Please read these Terms and Conditions carefully before using our Service. Your access to and use of the Service is conditioned upon your acceptance of and compliance with these Terms. These Terms apply to all visitors, users, and others who wish to access or use the Service.

ElleQuinn reserves the right to update and amend these Terms and Conditions at any time. The applicable version of the Terms and Conditions that will be referred to in any dispute is the current version at the time of placing an order or entering into an agreement with ElleQuinn. The current version of the Terms and Conditions will always be available on the ElleQuinn website.

Services

ElleQuinn Communications offers a variety of public relations services including but not limited to media relations, content creation, event management, crisis communications, branding, social media management, reputation management and everything agreed between the Client and ElleQuinn (the “Services”).

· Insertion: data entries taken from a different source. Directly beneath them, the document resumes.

PR #3961, opened 2024-03-27
Separate example and assembly version and update Cargo deps

externl:
This PR separates the "version number" used for the examples and the IceRPC assemblies. It also updates the slices cargo dep.

Additionally it moves the testing of the examples to a separate step job independent of the src build.

### DIFF
--- a/build/IceRpc.Examples.props
+++ b/build/IceRpc.Examples.props
@@ -1,7 +1,7 @@
 <?xml version="1.0" encoding="utf-8"?>
 <Project ToolsVersion="14.0" DefaultTargets="Build" xmlns="http://schemas.microsoft.com/developer/msbuild/2003">
     <PropertyGroup>
-        <!-- The version of the IceRPC NuGet packages used by the examples -->
+        <!-- The version of the IceRPC NuGet packages used by the docfx examples. This version is already published on nuget.org. -->
         <Version Condition="'$(Version)' == ''">0.3.0</Version>
         <WarningLevel>4</WarningLevel>
         <TreatWarningsAsErrors>true</TreatWarningsAsErrors>
--- a/build/IceRpc.Examples.props
+++ b/build/IceRpc.Examples.props
@@ -1,7 +1,8 @@
 <?xml version="1.0" encoding="utf-8"?>
 <Project ToolsVersion="14.0" DefaultTargets="Build" xmlns="http://schemas.microsoft.com/developer/msbuild/2003">
-    <Import Project="$(MSBuildThisFileDirectory)IceRpc.Version.props" />
     <PropertyGroup>
+        <!-- The version of the IceRPC NuGet packages used by the examples -->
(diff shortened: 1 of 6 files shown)


pepone:
How would we add examples for new features if examples are built against the released version? How would we know if an update breaks an example?

externl:
> How would we add examples for new features if examples are built against the released version? How would we know if an update breaks an example?

- To me, the most important thing is that these examples use the published NuGets, no building required.
- These 0.X.x branches are about patch fixes, we probably shouldn't adding new features. If we really need to I'm sure we can come up with a solution.
- We could run an additional build of the examples with a published src build by doing `dotnet build /p:Version=...` after a local publish.
-  We really shouldn't be making changes that break examples, and we shouldn't use these examples as a way to enforce "binary compatibility".

pepone:
How would we update the version when we want to release?

Do we have to first release the next version for example, v0.3.1, and after publishing the new packages we upgrade the examples version, or are you thinking of a different workflow?

externl:
> Do we have to first release the next version for example, v0.3.1, and after publishing the new packages we upgrade the examples version

Exactly this.

bernardnormier:
> How would we add examples for new features if examples are built against the released version? 

Easy: we don't add new features (at the very least new features that affect the existing examples) on released branches.

> How would we know if an update breaks an example?

It is desirable to configure the example build to use the latest preview if available (typically available from a local build). I assume it's doable but not the default.

pepone (approved):
Looks good, one concern is conflicts when merging to main. In main we need to build examples with a non released version, maybe using different CI files is simpler as most of the work is handled by separate actions.

externl:
Yes, when we merge to main we need to make sure not to take these files.

externl:
Is main far behind 0.3.x?

build/IceRpc.Examples.props
```diff
@@ -1,7 +1,8 @@
 <?xml version="1.0" encoding="utf-8"?>
 <Project ToolsVersion="14.0" DefaultTargets="Build" xmlns="http://schemas.microsoft.com/developer/msbuild/2003">
-    <Import Project="$(MSBuildThisFileDirectory)IceRpc.Version.props" />
     <PropertyGroup>
+        <!-- The version of the IceRPC NuGet packages used by the examples -->
```
bernardnormier, line 4: I would add:
This version is already published on nuget.org.

bernardnormier (approved):

pepone:
> Is main far behind 0.3.x?

No but, we want to test with a different version in main, don't we? Or do we  plan to keep examples in main building against latest released version, would be difficult for new eexamples?

externl:
> No but, we want to test with a different version in main, don't we? Or do we plan to keep examples in main building against latest released version, would be difficult for new examples?

For main, I think we should look into publishing NuGet packages to a registry that allows replacing a package. Hopefully we can do this with GitHub packages. When we can up the package nightly on for every commit to main. Then we can build the examples which those packages.

PR #3962, opened 2024-03-27
QUIC transport template option added to `IceRpc-Protobuf-Server` and `IceRpc-Protobuf-Client`

ReeceHumphreys:
Sister PR to #3955 
Closes #3956 

This PR adds the QUIC transport option to the Protobuf templates .

PR #3967, opened 2024-03-27
Add README.md to `certs/` in `IceRpc.Templates`

### LINKED ISSUE #3957: Include README files for the .NET Templates
> It wouldn't hurt to include a README file with the templates, clarifying that the provided certificates are for testing purposes.

_Originally posted by @pepone in https://github.com/icerpc/icerpc-csharp/pull/3955#pullrequestreview-1961299352_

ReeceHumphreys:
Closes #3957 

I checked the `grpc`, `blazor`, and `web` .NET templates and none of them include a README.md at the root of the generated output. However, I do think it is very important to tell users that these certs are not to be used in production. As such, I added a README.md to the `certs` directory inside the templates instead. This way, you only see the README when generating the QUIC version too.

I will update this PR to do the same for Protobuf Templates once #3962 is merged.


src/IceRpc.Templates/Templates/IceRpc-Slice-Client/certs/README.md
```diff
@@ -0,0 +1,4 @@
+# IceRPC SSL test certificates
+
+The QUIC transport version of this template uses the SSL certificate found in this directory. These
```
bernardnormier, line 3: I would not refer to "template" in this README.md.

Users won't see this README when browsing the contents of the NuGet package. They will see it when browsing the file for _their_ project that they happen to create with one of our templates.

ReeceHumphreys: Good point! I will update the wording.

bernardnormier (approved):

pepone (approved):

PR #3968, opened 2024-03-27
Pull in latest 'slicec' and fix 'compile_all_test_slice'.

InsertCreativityHere:
This PR updates the dependencies of `slicec-cs`, including the latest `slicec`.

The only change of relevance in `slicec` was changing how the `SliceFile`s are stored in a `CompilationState`.
This let us perform some slight simplifications here in `slicec-cs`.

----

This PR also fixes the `compile_all_test_slice` test, which has probably been broken for a very long time.
1) We moved where the test files were stored from `IceRpc.Tests` to both `IceRpc.Slice.Tests` and `Zeroc.Slice.Tests`.
So, this test was 'passing' because it found `0` files, and so, obviously `number_of_errors == 0`... which is what the test checked.

2) We were doing something weird/wrong with the slice_options, because instead of creating a new one for each test-run. We were modifying an existing one in place. So instead of only compiling 1 test file, we were compiling `N`. So after fixing issue 1, everything failed.
I fixed the test so everything is much more isolated now. We only compile a single source file at a time.
And we assert that the parsed version of the file has the same path as the one we expect to be testing.

### DIFF
--- a/tools/slicec-cs/src/cs_compile.rs
+++ b/tools/slicec-cs/src/cs_compile.rs
@@ -30,7 +30,7 @@ pub fn cs_validator(compilation_state: &mut CompilationState) {
 fn check_for_unique_names(compilation_state: &mut CompilationState) {
     let mut file_map = std::collections::HashMap::new();
 
-    for slice_file in compilation_state.files.values().filter(|file| file.is_source) {
+    for slice_file in compilation_state.files.iter().filter(|file| file.is_source) {
         if let Some(old_path) = file_map.insert(&slice_file.filename, &slice_file.relative_path) {
             Diagnostic::new(Error::IO {
                 action: "generate code for",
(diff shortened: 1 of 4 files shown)


tools/slicec-cs/src/cs_compile.rs
```diff
@@ -81,30 +81,48 @@ mod test {
     #[test]
     fn compile_all_test_slice() {
```
ReeceHumphreys, line 82: It seems that integrating this check as a test within the Rust code might not be the most appropriate approach. There isn't a specific unit of behavior that it's validating for `slicec-cs`. Rather, it appears better suited as a step within a GitHub action. The idea would be to invoke `slicec-cs` on all slice files, and if anything other than an exit code of 0 is returned, the action should fail. Thoughts, @externl?

externl: This test is primarily about helping to generating code coverage. So while it's not an AAA test it's still (IMO) quite useful.

externl (approved):

tools/slicec-cs/src/cs_compile.rs
InsertCreativityHere: Just for context, it is _technically_ in the wrong place.
Integration tests like these _should_ be in a top level `tests` folder.
But we spent so much time writing unit tests, we just got used to putting the tests directly in the code,
even though by convention, sure, you should only do that for unit tests.

I don't have any vested stake in this code, but I do think that if we decide to do your suggestion, it should be in a separate PR than this one.

PR #3971, opened 2024-03-28
Run `test-templates` action in release workflow

### LINKED ISSUE #3934: Test project templates with release workflow
The release workflow test the packages by building the examples, but this doesn't cover the template packages.

We should test the project templates too with this workflow.

ReeceHumphreys:
Closes #3934

### DIFF
--- a/.github/workflows/release.yml
+++ b/.github/workflows/release.yml
@@ -116,16 +116,18 @@ jobs:
       with:
         name: packages
         path: packages
-    - name: Install packages to local NuGet repository
+    - name: Install NuGet packages and dotnet new templates
       working-directory: packages
       run: |
         dotnet nuget push *.nupkg --source ~/.nuget/packages
+        dotnet new install IceRpc.Templates*.nupkg
       if: runner.os == 'macOS' || runner.os == 'Linux'
       shell: bash
-    - name: Install packages to local NuGet repository
+    - name: Install NuGet packages and dotnet new templates
       working-directory: packages
       run: |
         dotnet nuget push *.nupkg --source $env:USERPROFILE/.nuget/packages
+        dotnet new install IceRpc.Templates*.nupkg
       if: runner.os == 'Windows'
       shell: powershell
     - name: Set version from tag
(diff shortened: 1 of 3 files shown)


.github/workflows/release.yml
```diff
@@ -149,3 +149,6 @@ jobs:
         foreach ($example in $examples) { dotnet build $example.FullName }
       if: runner.os == 'Windows'
       shell: powershell
+    - name: 🧪 Test Templates
+      run: |
+        uses: ./.github/actions/test-templates
```
pepone, line 154: We need to fix test-templates, it currently install the templates from the current build. Here we want to use the package we download from the release artifacts. Maybe the simpler is to move the install to a separate step for each use case.

ReeceHumphreys: Done, I just removed the step from the `test-templates` that installs it and added a separate step in both `ci.yml` and `release.yml` that installs the templates there!

.github/workflows/release.yml
```diff
@@ -149,3 +149,10 @@ jobs:
         foreach ($example in $examples) { dotnet build $example.FullName }
       if: runner.os == 'Windows'
       shell: powershell
+    - name: 🔗 Install Templates
+      run: |
+        dotnet new install $env:USERPROFILE/.nuget/packages/icerpc.templates
+      shell: bash
```
pepone, line 155: This is not quite correct. `$env:USERPROFILE/` is a powershell expression and we are setting shell bash. Unlike `CI` workflow this runs in Windows, macOS and Linux. I think the simpler is to install the step that install NuGet packages to also install templates, something like:

```
--- a/.github/workflows/release.yml
+++ b/.github/workflows/release.yml
@@ -116,16 +116,18 @@ jobs:
       with:
         name: packages
         path: packages
-    - name: Install packages to local NuGet repository
+    - name: Install NuGet packages and dotnet new templates
       working-directory: packages
       run: |
         dotnet nuget push *.nupkg --source ~/.nuget/packages
+        dotnet new install IceRpc.Templates*.nupkg
       if: runner.os == 'macOS' || runner.os == 'Linux'
       shell: bash
-    - name: Install packages to local NuGet repository
+    - name: Install NuGet packages and dotnet new templates
       working-directory: packages
       run: |
         dotnet nuget push *.nupkg --source $env:USERPROFILE/.nuget/packages
+        dotnet new install IceRpc.Templates*.nupkg
       if: runner.os == 'Windows'
       shell: powershell
```

ReeceHumphreys: Oh okay wasn't sure when I saw it if it was some special action syntax I wasn't aware of. Will fix.

pepone (approved):
Looks good!

PR #3979, opened 2024-03-29
Merge 0.3.x into main

externl:
This PR merges 0.3.x into main. To merge this I need to be careful and create a merge commit. One main diverges further away from 0.3.x we should instead cherry-pick fixes onto 0.3.x instead of merging upward.


build/IceRpc.Examples.props
```diff
@@ -1,9 +1,12 @@
 <?xml version="1.0" encoding="utf-8"?>
 <Project ToolsVersion="14.0" DefaultTargets="Build" xmlns="http://schemas.microsoft.com/developer/msbuild/2003">
-    <Import Project="$(MSBuildThisFileDirectory)IceRpc.Version.props" />
     <PropertyGroup>
+        <!-- The version of the IceRPC NuGet packages used by the examples. It must be available from nuget.org. -->
```
bernardnormier, line 4: Need to update the comment.

Maybe something like:
It must be available from nuget.org once this branch is released.

bernardnormier (approved):

PR #3980, opened 2024-04-02
Fix clone of authentication options

pepone:
The Clone extensions methods in SslAuthenticationOptionsExtensions are missing some new options.


bernardnormier (approved):
We should fix this on 0.3.x first.

externl (approved):
Do you think this is why the deployed server isn't providing the chain? Seems pretty brittle if we have to update this when they make changes.

pepone:
> Do you think this is why the deployed server isn't providing the chain?

No, I have another test for that (and a fix).

PR #3982, opened 2024-04-06
Update examples and project template to set ServerCertificateContext

### LINKED ISSUE #3981: Upgrade examples to use ServerCertificateContext
According to https://github.com/dotnet/runtime/issues/100530#issuecomment-2034141821 the recommended way to pass the certificates is to use the server certificate context. We should upgrade the examples to do this.

pepone:
Fix #3981


externl (approved):

pepone:
Unfortunately, this doesn't work on Windows, the key imported by CreateFromPenFile is not usable by SCHannel

see https://github.com/dotnet/runtime/issues/86328

One solution to work on all platforms would be:

```
// The X509 certificate used by the server.
using var serverCertificate = new X509Certificate2(serverCert);

// Create a collection with the server certificate and any intermediate certificates. This is used by
// ServerCertificateContext to provide the certificate chain to the peer.
var intermediates = new X509Certificate2Collection();
intermediates.ImportFromPemFile(serverFullChain);

// Create the authentication options using the test server certificate.
var serverAuthenticationOptions = new SslServerAuthenticationOptions()
{
    ServerCertificateContext = SslStreamCertificateContext.Create(serverCertificate, intermediates)
};
```

Do you think this is worth the added complexity? Using `ServerCertificateContext` ensures that the server provides the certificate chain to the client not just the leaf certificate. In this example with the test certificates, it doesn't matter because there are no intermediate certificates, and the peer root CA is never sent, and must not be used.

externl:
I think we probably should just because people will likely end up copying our code.

bernardnormier:
First question: why is this PR adding .pem files?

Are these .pem files in addition to the existing .p12 and .der files? Are the p12 and der files still used?

pepone:
> First question: why is this PR adding .pem files?

We use PEM files to load the certificate chain, used to set the `ServerCertificateContext`.

> Are these .pem files in addition to the existing .p12 and .der files? Are the p12 and der files still used?

On Windows, we can either load the server certificate from the `.p12` or load from a PEM and export as mentioned in https://github.com/dotnet/runtime/issues/86328

If we export the files as in the mentioned bug report, we can remove  `.p12` files, otherwise, we need them.

bernardnormier (approved):
If we use different files (.pem vs .p12) for the examples and the tests, it would be clearer to have separate certs directories for each.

The scope and terms of each service will be defined in individual contracts or agreements signed between ElleQuinn Communications and the client (“Client”).

The Services to be delivered to the Client will be specified in a separate contract, a schedule of services, a quotation, or an order confirmation.

All material to be distributed or otherwise published by ElleQuinn as part of the Services will be presented to the Client before publication.

The Client acknowledges that there are no guarantees that the Services will achieve certain goals, as results are influenced by many variables beyond ElleQuinn’s or the Client’s control. ElleQuinn will use its best efforts to achieve agreed goals but shall under no circumstances be liable for achieving the goals or the actual results.

Save as otherwise expressly agreed between the parties, nothing in these Terms and Conditions or any separate contract between the parties shall be construed as creating any agency, partnership, or joint venture relationship between the parties, and neither party shall be capable of binding the other to any obligation save as may be expressly contemplated and provided for herein or in a separate contract between the parties.

For certain types of Services provided by a third party (such as agents, sub-contractors, etc.) but procured by ElleQuinn for the benefit of the Client (e.g., social media PR, influencer PR, sourcing data from various platforms for the purpose of creating reports, etc.), ElleQuinn shall be authorized to act as the Client’s agent in dealing with third parties. Such procurement of services by a third party shall be informed and approved by the Client prior to the procurement. Where the Client provides ElleQuinn with access credentials to the Client’s account with third parties or authorizes ElleQuinn to create such accounts (e.g., social media advertising accounts), the Client acknowledges and agrees that ElleQuinn shall be authorized to operate such accounts on behalf of the Client.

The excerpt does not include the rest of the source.